# ACTIVITY:
The entries that follow include a run beginning at the line with "the reconnect retry." and ending at the line with "- **F3** — added tests"; restate that run word for word and leave the rest out.

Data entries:
☆ ☆ ☆ ☆

PR #1663, opened 2026-07-14
Idempotent markdown re-import with --replace, plus stripped collection member titles (S3/S4)

mstomar125:
## Summary

Completes the remaining work on the readable-docs import pipeline: **S3 idempotent re-import** and **S4 title polish**. With S1 (phase-2 failure surfacing) and the S2 mermaid-label fix already merged, this makes refreshing the docs corpus a safe, repeatable, one-command operation.

## S3 — Idempotent re-import

Each imported document's root node id is now **deterministic** — a UUIDv5 of the file's base-directory-relative path — so a re-import addresses the *same* root instead of minting a new one. Phase 2 detects roots that already exist:

- **Plain re-import** leaves an already-imported document untouched (skipped) — no duplicate documents, no orphan "ghost" roots.
- **`--replace`** drops the stale child subtree and **keeps the root node** (so inbound `[[links]]`/mentions to the doc root survive), recreates children from the fresh parse, and re-marks the root's embedding stale.
- Collection membership is re-asserted idempotently on every run, so a doc that lost its `member_of` edge in a prior partial import self-heals.

The `replace` option is threaded through the proto, the CLI (`nodespace import dir --replace`), the Tauri import command (so the desktop/Pro path gets it too), and both the batch and single-file daemon paths. The `import dir` summary now reports the honest daemon result (new / refreshed / already-present) instead of always claiming to have re-imported everything.

## S4 — Title polish

Collection member lists rendered imported header roots as raw markdown (`# ACP Integration Architecture`) because those nodes carry the heading in `content` with no separate `title`. The member list now falls back to the content with its markdown stripped. (Tab titles already strip the marker via `formatTabTitle`.)

## S2 — Render smoke

The mermaid-label fix is already merged and is directly guarded by hermetic unit tests (`mermaid-render.test.ts`: `<foreignObject>` stripped, native `<text>`/label text preserved, `htmlLabels:false` on flowchart + class). A corpus-walking E2E test was intentionally **not** added — it would depend on a non-hermetic sibling docs checkout and duplicate coverage the unit tests already lock.

## Testing

- **New Rust tests** (`import_service.rs`): deterministic id is stable & path-sensitive; single-file re-import is a no-op and `--replace` refreshes in place; batch re-import never duplicates and `--replace` keeps every root id + collection membership.
- **New frontend test** (`collections.test.ts`): an untitled imported doc root renders with the heading marker stripped.
- **Live smoke on the real `nodespaced` + `nodespace` binaries** against the actual architecture docs (29 files): fresh import → 29 roots / 2976 nodes; plain re-import → **exactly** 29 / 2976 (zero duplication — the original defect created ~2805 ghost nodes); `--replace` → 29 / 2976 with membership intact.
- Local: frontend `4050/4050`, `cargo test` for core + daemon + cli green, full pre-push gate green.

Closes #1651.

### DIFF
--- a/Cargo.lock
+++ b/Cargo.lock
@@ -6043,6 +6043,12 @@ dependencies = [
 ]
 
 [[package]]
+name = "sha1_smol"
+version = "1.0.1"
+source = "registry+https://github.com/rust-lang/crates.io-index"
+checksum = "bbfa15b3dddfee50a0fff136974b3e1bde555604ba463834a7eb7deb6417705d"
+
+[[package]]
 name = "sha2"
 version = "0.10.9"
 source = "registry+https://github.com/rust-lang/crates.io-index"
@@ -7629,6 +7635,7 @@ dependencies = [
  "getrandom 0.4.2",
  "js-sys",
  "serde_core",
+ "sha1_smol",
  "wasm-bindgen",
 ]
 
--- a/Cargo.toml
+++ b/Cargo.toml
@@ -24,7 +24,7 @@ serde_json = "1.0"
 tokio = { version = "1.0", features = ["full"] }
 anyhow = "1.0"
 chrono = { version = "0.4", features = ["serde"] }
-uuid = { version = "1.0", features = ["v4", "serde"] }
+uuid = { version = "1.0", features = ["v4", "v5", "serde"] }
 thiserror = "1.0"
 async-trait = "0.1"
 libsql = "0.6"
--- a/packages/cli/src/commands/import.rs
+++ b/packages/cli/src/commands/import.rs
@@ -34,6 +34,12 @@ pub struct ImportFileArgs {
     /// Route files to collections based on directory structure.
     #[arg(long)]
     pub auto_collection_routing: bool,
+
+    /// Refresh an already-imported document in place: replace its child subtree
+    /// from the fresh parse, keeping the root node so inbound links survive.
+    /// Without this, an already-imported document is left untouched.
+    #[arg(long)]
+    pub replace: bool,
 }
 
 #[derive(Args, Debug)]
@@ -56,6 +62,13 @@ pub struct ImportDirArgs {
     /// Directory names to exclude (repeatable, e.g. --exclude node_modules).
     #[arg(long = "exclude")]
     pub exclude_patterns: Vec<String>,
+
+    /// Refresh already-imported documents in place: replace each existing
+    /// document's child subtree from the fresh parse, keeping its root node so
+    /// inbound links survive. Without this, already-imported documents are
+    /// skipped (a plain re-import never duplicates).
+    #[arg(long)]
+    pub replace: bool,
 }
 
 pub async fn run(client: &mut ImportClient, action: ImportAction, json: bool) -> Result<()> {
@@ -91,6 +104,7 @@ async fn run_file(client: &mut ImportClient, args: ImportFileArgs, json: bool) -
         auto_collection_routing: args.auto_collection_routing,
         exclude_patterns: vec![],
         base_directory: String::new(),
+        replace: args.replace,
     };
 
     let mut stream = client
@@ -152,6 +166,7 @@ async fn run_dir(client: &mut ImportClient, args: ImportDirArgs, json: bool) -> 
         auto_collection_routing: args.auto_collection_routing,
         exclude_patterns: args.exclude_patterns,
         base_directory: args.directory,
+        replace: args.replace,
     };
 
     let mut stream = client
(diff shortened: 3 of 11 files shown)


mstomar125:
**APPROVE**

Reviewed `c215377f` against the code. Completes the readable-docs import pipeline (S3 idempotent re-import + S4 title polish, #1651). Correct mechanics, well-tested; my notes are all non-blocking.

**Core mechanic is sound.**
- Deterministic root id = `UUIDv5(IMPORT_ROOT_NAMESPACE, base-dir-relative-path)`, replacing the old `Uuid::new_v4()`. Fixed namespace with the right warning ("MUST stay fixed"). Re-import addresses the same root → idempotent. ✓
- `--replace` path: `delete_children_subtree_unchecked(root_id)` — I checked its impl (`sqlite_store/nodes.rs:630`): a `WITH RECURSIVE` CTE over `has_child` that gathers the **entire** descendant subtree (grandchildren included) and deletes them, so no orphans — then keeps + content-updates the root (inbound links/mentions to the doc root survive) and recreates children, and re-marks the root's embedding stale via `create_stale_embedding_markers_bulk`. Correct. ✓
- Skip path (plain re-import of an existing doc): creates nothing, but **re-asserts collection membership idempotently** — which self-heals the exact "#1648 zero `member_of` edges" state on a corpus that had a prior partial import. Nice. ✓
- S4: `node.title || stripMarkdown(node.content)` so an imported header root shows "ACP Integration Architecture", not "# ACP …". ✓

**Tests cover the behaviors that matter:** `deterministic_root_id_is_stable_and_path_sensitive` (same path→same id, different→different, valid UUID), `reimport_single_file_is_idempotent_and_replace_refreshes` (same root id on re-import, replace succeeds), `batch_reimport_does_not_duplicate_and_replace_keeps_roots`, and the collections-store strip test. ✓

**Community-safe:** `--replace` is additive (defaults false); the only behavior change to a plain community `import dir` is that re-import is now idempotent (skips instead of duplicating) — that's the fix, and free users benefit. ✓

Four non-blocking notes:
1. **Child-level inbound mentions don't survive `--replace`.** Only the root id is preserved; children are recreated with fresh ids, so any `[[link]]` targeting a *child* block/heading of a replaced doc dangles. Fine if links are only ever expected to target the doc root (which the PR body states) — just confirming that's the intended scope.
2. **Post-upgrade wrinkle:** docs imported before this change carry random v4 root ids, which the new deterministic scheme won't recognize as "existing" — so the *first* post-upgrade re-import creates a parallel deterministic-id copy rather than skipping/replacing the old one. One-time ghost-duplicate, not data loss; worth knowing when refreshing an existing corpus (a clean re-import into a fresh DB sidesteps it).
3. **Replace isn't atomic** — subtree-delete → root-update → children-insert are separate store calls; a mid-failure can leave a root with no fresh children. Not silent, though: it feeds the phase-2 error path (#1660), so the file is reported failed. Acceptable given that.
4. **Single-file vs batch key differ slightly** — single-file uses `strip_prefix(base_directory)`-or-full-path, batch uses `file_read.relative_path`; the same file imported through both entry points could hash to different roots. Edge-case only (a corpus goes through batch). 

No changes required.

mstomar125:
**Adversarial re-review run** (per the core merge policy). The reviewer confirmed the partition logic, child-id/mention/membership idempotency, single-file id honoring, and completion math are correct, and surfaced two real robustness defects in the new code, both now fixed in `76e00f68`:

1. **`get_nodes_by_ids` wasn't chunked** — one bound parameter per file overflows SQLite's ~999-parameter ceiling on a large directory import, which would error the existence check, default to an empty existing-set, and then fail with a duplicate-PK on re-import (or falsely fail a first import). Now chunked at 900 like the sibling bulk queries.

2. **`--replace` was destructive on failure** — it deleted a document's child subtree *before* the (non-transactional) bulk insert, so a mid-batch failure left already-processed docs with their children permanently deleted and not recreated. Restructured to insert-first-then-prune: the root is kept + updated, the fresh subtree is inserted, and only then are the captured old child ids deleted (new `delete_nodes_by_ids_unchecked`) — and only on a successful insert. A failed insert now leaves the previous content intact. Also de-duplicates repeated root ids within one batch.

New store-primitive tests (`reimport_store_primitives_test.rs`) cover the 900+ id chunk boundary and delete-by-ids exactness. Re-ran the live real-binary smoke against the 29 architecture docs after the refactor — still stable at 29 roots / 2976 nodes across import → re-import → `--replace`, membership intact.

mstomar125:
**APPROVE** — S3/S4 complete and correct. Adversarial re-review ran, both surfaced defects fixed and covered by new tests, live real-binary smoke green (import → re-import → --replace stable at 29 roots / 2976 nodes, membership intact), full pre-push gate green. Self-merging per merge policy.

PR #1666, opened 2026-07-15
Reorder the first-Pro consent flow to sign-in-first

mstomar125:
Closes #1665.

## Problem (found in live validation, 2026-07-15)
The Pro-sync surface demanded the public-workspace **publish** consent *before* the user had signed in, behind a pill labelled "Enable sync" that didn't read as "publish publicly" — and its "Keep local" decline could be a silent no-op (`disabled` mid-call) with no confirmation.

## What changed (frontend variant machine)
Reordered to **sign-in-first**, splitting the two-signal state machine into five variants:

| variant   | when                              | pill            | modal        | collab tab |
|-----------|-----------------------------------|-----------------|--------------|------------|
| teaser    | not Pro                           | teaser          | —            | —          |
| sign-in   | Pro, not authed, not enabled      | sync pill (OAuth) | —          | locked     |
| consent   | Pro, **authed**, not enabled      | turn-on-sync    | first-pro-consent | locked |
| relogin   | Pro, enabled, session lapsed      | sync pill       | pro-relogin  | live       |
| connected | Pro, authed, enabled              | sync pill       | pro-relogin  | live       |

- **Sign in first** (the sync pill drives OAuth); the publish consent is presented only **after** auth, in the `consent` variant.
- The consent modal **auto-opens once per fresh sign-in episode** and no longer starts OAuth on merge (the user is already signed in) — merge only records the consent (`pro_enable_sync`).
- **Pill relabeled** "Turn on sync" and both pill + modal name the public-workspace publish.
- **"Keep local" is never disabled into a no-op**, records the declined sign-in episode so the prompt doesn't immediately reopen, and shows a brief "Kept local — sync stays off" confirmation.
- `collaboration-locked` branches: reopen the consent modal when signed in, else point the user to the toolbar to sign in first.
- `isProSyncActive` stays "sync enabled" (`relogin | connected`) — the truth set (enabled databases) is unchanged, so membership/recovered-items consumers are unaffected.

## Guarantee preserved
The consent gate is intact: the daemon still only **pushes** after `sync_enabled`, which the merge flips. Signing in first connects and sets `auth_status=connected` but publishes nothing (the push sweep is server-side gated). The sync-side companion that makes enabling-after-connect actually upload the existing graph is nodespace-sync#305 (merged).

## Behavioral notes (transparency)
- The daemon connects on sign-in, so a user who declines ("Keep local") stays authenticated and the realtime **pull** remains active while **push** stays gated — nothing they own is published. Gating pull too (truly-idle-until-consent) is a possible follow-up; flagging for Anoop, not in scope here.
- The onboarding invitations inbox (in `pro-sync-pill`) now surfaces after **enabling** sync (connected) rather than in the consent window — consistent with sync being opt-in.

## Tests
- Variant-registry states + the sign-in → consent → connected transition, decline-registers, auto-open-per-episode, keep-local-actionable-while-pending.
- Full frontend suite green: **163 files / 4057 tests**. `eslint --fix` + `svelte-check` clean. Pre-push gate (test:all + `cargo build --bin nodespaced` + test:e2e) green.

### DIFF
--- a/packages/desktop-app/src/lib/components/collaboration/collaboration-locked.svelte
+++ b/packages/desktop-app/src/lib/components/collaboration/collaboration-locked.svelte
@@ -1,17 +1,26 @@
 <!--
   Collaboration locked placeholder.
 
-  Shown in the collection viewer's Collaboration tab for the `enable-prompt`
-  variant — a Pro daemon whose active database has `sync_enabled: false`. People &
-  roles live in the cloud tenant a database is bound to, so there is nothing to
-  show until sync is enabled. Purely static: no membership calls, no daemon
-  commands. Accepts the host collection's `nodeId` for a uniform viewer-extension
-  signature (surfaced as a data attribute for debugging).
+  Shown in the collection viewer's Collaboration tab for the `sign-in` and
+  `consent` variants — a Pro daemon whose active database has `sync_enabled:
+  false`. People & roles live in the cloud tenant a database is bound to, so there
+  is nothing to show until sync is enabled. Purely static: no membership calls, no
+  daemon commands. Accepts the host collection's `nodeId` for a uniform
+  viewer-extension signature (surfaced as a data attribute for debugging).
+
+  The action depends on where the user is in the sign-in-first flow: once signed
+  in (`consent`) the button reopens the publish-consent modal (mounted for that
+  variant); before sign-in (`sign-in`) there is no consent slot to open, so it
+  points the user at the toolbar sync button to sign in first.
 -->
 <script lang="ts">
   import { proSync } from '$lib/stores/pro-sync.svelte';
+  import { resolveProSyncVariant } from '$lib/plugins/ui-extensions.svelte';
 
   let { nodeId }: { nodeId: string } = $props();
+
+  // Signed in but not yet opted into sync ⇒ the consent modal is available here.
+  const canConsent = $derived(resolveProSyncVariant() === 'consent');
 
   function openConsent() {
     proSync.consentPromptOpen = true;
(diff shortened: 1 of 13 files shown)


mstomar125:
**Adversarial re-review: APPROVE** (independent pass, per core merge policy).

Traced all five variant combinations, the registry mappings, the auto-open derivation, timer lifecycle, and every consumer of the renamed variants. Verified: the consent guarantee holds (merge calls only `pro_enable_sync`, gated behind the acknowledged checkbox; auto-open never merges); `isProSyncActive` truth-set is unchanged (`relogin | connected` == "sync_enabled true"); Keep-local is never inert; timer `$effect` cleanup is leak-free; `collaboration-locked` has no dead button; no unmigrated old variant names.

Two items surfaced:
1. **Cross-repo verify (not a defect here):** the `sign-in → consent` edge needs the daemon to stamp `auth_status='connected'` while `sync_enabled` is still false. Confirmed on the sync side — the orchestrator sets it unconditionally on connect, independent of the push gate — so the flow is expressible. Re-confirm end-to-end in live validation with the rebuilt `nodespaced-pro` sidecar (from sync main, which now also kicks the post-enable push sweep).
2. **MINOR (fixed):** the consent modal auto-re-opened on every reload/restart even after "Keep local", because the decline lived only in-memory and session rehydration re-bumps `signedInEpisode`. Repeatedly popping an irreversible-publish dialog undermines informed consent (and violates the issue's "present … once"). Fixed in `99367536`: the decline is now persisted per database id in localStorage and gates the auto-open, so it's a one-time nudge that survives reload; a different database is unaffected, and the pill still reopens it deliberately. +3 tests.

PR #1671, opened 2026-07-15
Add shared-workspace (multi-user) guidance to the NodeSpace skill

mstomar125:
## Summary

Part of the **shared agent workspace** epic (NodeSpaceAI/nodespace-sync#303, workstream NodeSpaceAI/nodespace-sync#316): two engineers' Claude Code sessions share one synced NodeSpace collection as cross-session working memory.

The skill teaches an agent to use NodeSpace as **single-user** working memory. Several of those assumptions break when the Pro daemon is bound to a **shared, synced** collection (a teammate's agent reads/writes the same graph). This adds a `## Shared Workspaces (Multi-User)` section to `packages/skill/SKILL.md` covering:

- **Binding, not per-command target** — the daemon launch binding decides the shared collection; the agent creates nodes normally, and everything saved is visible to the teammate.
- **You're not the only writer** — prefer additive writes; pass the OCC `version` via `node batch-update` when editing a shared node (avoid `node update` without a version).
- **Attribute what you save** so a teammate can trace provenance.
- **Eventual consistency + semantic-search lag** — use structured `query`/`node query` for immediate cross-engineer recall; `search` over a peer's node only works after local embedding backfill (embeddings are local-only, ADR-045).
- **Don't file shared memory under date nodes** — they don't round-trip through sync yet.
- **Private + opt-in.**

## Safety / scope

- The addition sits **outside** the generated schema-rules block — `cargo run -p nodespace-agent --bin gen_skill_md -- --check` passes ("SKILL.md is up to date").
- `SKILL_MD` is embedded via `include_str!` in `acp/context_assembly.rs`; its tests compare the const to what's written (self-consistent) and `contains("NodeSpace")` — unaffected.
- Markdown-only; **community build unaffected**. Full pre-push gate green.

Implements NodeSpaceAI/nodespace-sync#316 (I will close it on merge — cross-repo).

### DIFF
--- a/packages/skill/SKILL.md
+++ b/packages/skill/SKILL.md
@@ -27,6 +27,26 @@ Use NodeSpace as a working memory across sessions:
 
 Date nodes make temporal retrieval reliable: if a finding is time-bound, attach it under today's date node so future searches can scope by day.
 
+## Shared Workspaces (Multi-User)
+
+A NodeSpace collection can be **synced and shared** with a teammate through NodeSpace Pro. When the daemon is bound to a shared collection, another engineer — or their agent — reads and writes the same graph, so you share context across sessions and across people. It is opt-in and private to its members. When you are working in a shared workspace, adjust how you use NodeSpace:
+
+**You share the whole workspace, not a per-command target.** You do not pick the shared collection per write — the daemon is launched already bound to it, so nodes you create sync into it automatically. Everything you save here is visible to your teammate. Keep private scratch notes in a separate, unshared database (`nodespace database create`/`--database`) if you need them.
+
+**You are not the only writer.** A node here may have been created or last edited by your teammate. Don't assume a node is yours or that its content is stable across your session. Search at session start to pull what your teammate has already saved.
+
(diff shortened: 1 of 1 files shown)


mstomar125:
**APPROVE** (adversarial re-review by author)

Markdown-only addition to `packages/skill/SKILL.md`; verified each claim against the current-state map before merging:

- **Daemon-binding targeting** — correct: the CLI `node create` hardcodes `collection: None`; push routes new nodes to the daemon's bound `config.collection` (`--collection`), so the agent creating normally is the right instruction.
- **OCC guidance** — matches the skill's own CLI reference: `node batch-update` is version-aware, `node update` without a version bypasses OCC. Telling agents to pass the read version when editing shared nodes is correct.
- **Semantic-search lag / embeddings local-only** — matches ADR-045 (embeddings regenerated per-machine, not synced); structured `query` as the immediate-recall path is accurate.
- **Date nodes don't sync** — matches the documented sync gotcha; the single-user SKILL elsewhere recommends date-node parenting, so carving out the shared exception is necessary, not contradictory.
- **Private + opt-in** — matches the consent gate (no push until sync enabled) and restricted-collection RLS.

Generation contract intact (`gen_skill_md --check` passes — edit is outside the generated block); `SKILL_MD` include_str tests are self-consistent and unaffected. Full gate green. Community build unaffected.

PR #1677, opened 2026-07-16
Harden pane hydration + poll daemon readiness until healthy (relates #1672)

mstomar125:
## What this is
Hardening of the pane-hydration path plus a persistent daemon-readiness poll. It **relates to #1672** (the fresh-install "Daily Journal Loading… forever" P0) and is the most likely fix, but the root cause is not yet confirmed on a live device, so **#1672 stays open** until the fresh-install validation leg runs (round-2, on the validation Mac). Do not auto-close #1672 on this merge.

## Why it's framed as hardening, not a confirmed fix
The round-1 report notes "reload does not fix it" and "no WatchNodes activity" across the hung session — both consistent with a failure at or below the app→daemon transport (e.g. a wedged lazy gRPC channel) rather than a swallowed one-shot fetch alone. A frontend re-invoke can only heal the latter. This PR fixes a real terminal-failure path (a hydration fetch that fails during the daemon boot window is never retried) and closes the signal hole that would defeat that retry — but confirming it resolves the user-visible hang needs a live fresh-install run, which can't be done headlessly.

## Changes
- `pane-content.svelte`: retry the active tab's hydration when the daemon becomes healthy (guarded by store-presence; not-found→close-tab semantics unchanged).
- `daemon-status.ts`: **poll `check_daemon_status` until the daemon is first observed healthy, then stop** and let the push channel carry later transitions. Previously the "healthy" signal came only from the backend's one-shot readiness emit (bounded by a fixed timeout) — a slower fresh-install boot would emit a single non-healthy status and never emit healthy, so `onDaemonReconnect` (this retry, and the sidebar stores) would wait forever. This makes the signal reliable for **every** consumer.

## Tests
- `daemon-status.test.ts` (+2): a boot where the push never carries healthy but a later poll observes it still fires `onDaemonReconnect`; the poll stops once healthy (no further pulls).
- `pane-content-hydration.test.ts` (+1): a hydration that fails then succeeds on the reconnect retry.
- Full frontend suite green (4063).

## Addresses the review
- **F1** — reframed to hardening; #1672 kept open for live validation (this comment + title).
- **F2** — the persistent readiness poll removes the one-shot-emit dependency. (The mid-session-daemon-restart-emits-nothing case is a broader daemon-status gap filed separately — see the follow-up issue.)
- **F3** — added tests that pin the actual daemon-status poll wiring (the load-bearing new behavior), not just the hydrate mirror.
- **F4** — the readiness poll logs each retry distinctly; the hydrate retry rides the existing error log.

### DIFF
--- a/packages/desktop-app/src/lib/components/layout/pane-content.svelte
+++ b/packages/desktop-app/src/lib/components/layout/pane-content.svelte
@@ -1,9 +1,10 @@
 <script lang="ts">
-  import { setContext, untrack } from 'svelte';
+  import { onMount, setContext, untrack } from 'svelte';
   import BaseNodeViewer from '$lib/design/components/base-node-viewer.svelte';
   import { navigationStore, updateTabContent, closeTab } from '$lib/stores/navigation.svelte';
   import { pluginRegistry } from '$lib/plugins/plugin-registry';
   import { sharedNodeStore } from '$lib/services/shared-node-store.svelte';
+  import { onDaemonReconnect } from '$lib/services/daemon-status';
   import type { Pane } from '$lib/stores/navigation.svelte';
   import { createLogger } from '$lib/utils/logger';
   import SettingsPane from '$lib/components/settings/settings-pane.svelte';
@@ -34,7 +35,11 @@
 
   // Load viewer when needed - moved to function called from onMount to avoid derived context issues
   async function loadViewerForNodeType(nodeType: string) {
-    if (viewerComponents.has(nodeType) || viewerLoadErrors.has(nodeType) || viewerLoading.has(nodeType)) {
+    if (
+      viewerComponents.has(nodeType) ||
+      viewerLoadErrors.has(nodeType) ||
+      viewerLoading.has(nodeType)
+    ) {
       return;
     }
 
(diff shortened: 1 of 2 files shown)


mstomar125:
**REQUEST CHANGES** (adversarial review of `215b898d`)

The 19-line retry is legitimate hardening of a real terminal-failure path and is correctly built (registration order, initial-fire semantics, cleanup, multi-pane behavior all check out). But:

- **F1 (blocker):** the PR claims "Fixes #1672" on an unvalidated root-cause theory that the round-1 evidence itself contradicts — the issue records "reload does not fix it" (a reload re-runs hydration against a then-healthy daemon and would heal without this fix), and the report records zero WatchNodes activity across the hung session (the watcher rides the same channel), both pointing at a failure below the webview (e.g. a wedged Rust-side lazy channel) that a frontend re-invoke cannot heal. Requires live fresh-install validation before it may close #1672; until then this is hardening.
- **F2 (should-fix):** the retry hinges on `onDaemonReconnect`, but "healthy" is emitted at most once, from a one-shot 30s-bounded startup task (`src-tauri/src/lib.rs:277` is the only emit). A fresh-install boot >30s emits "not_running" and no healthy ever follows — the retry never fires; mid-session daemon restarts emit nothing at all (which also invalidates the PR's #1644 claim). The healthy signal needs to be persistent (poll until healthy + keep observing after).
- **F3 (should-fix):** the new test is a hand-rolled mirror that imports neither the component nor daemon-status — deleting the entire `onMount` registration leaves the suite green.
- **F4 (nit):** a failed retry is as silent as the original failure; log attempt/outcome distinctly so device logs can distinguish "never retried" from "retried and failed".

Fix direction: persistent daemon-status polling so the reconnect signal is reliable for every consumer; retitle to hardening with "Relates #1672"; pin the actual wiring in tests; distinct retry logs. #1672 stays open pending the live fresh-install leg.

mstomar125:
Addressed the review; merging as **hardening** with **#1672 kept open** for the live fresh-install validation leg (round-2):
- **F1** — retitled/reframed to hardening; not closing #1672 on the unverified theory. The live repro will confirm whether this resolves the user-visible hang or whether the cause is below the webview.
- **F2** — added a persistent readiness poll in `daemon-status.ts`: it pulls `check_daemon_status` until the daemon is first observed healthy, then stops. This removes the dependency on the backend's one-shot readiness emit that a slow boot could miss. The mid-session-restart variant (no push event at all) is filed as its own systemic gap: #1678.
- **F3** — added two `daemon-status.test.ts` cases that pin the actual poll wiring (boot where push never carries healthy but a later poll observes it → reconnect fires; poll stops once healthy).
- **F4** — the readiness poll logs each retry distinctly.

☆ ☆ ☆ ☆

# EXERCISE ANSWER:
- `pane-content-hydration.test.ts` (+1): a hydration that fails then succeeds on the reconnect retry.
- Full frontend suite green (4063).

## Addresses the review
- **F1** — reframed to hardening; #1672 kept open for live validation (this comment + title).
- **F2** — the persistent readiness poll removes the one-shot-emit dependency. (The mid-session-daemon-restart-emits-nothing case is a broader daemon-status gap filed separately — see the follow-up issue.)
- **F3** — added tests that pin the actual daemon-status poll wiring (the load-bearing new behavior), not just the hydrate mirror.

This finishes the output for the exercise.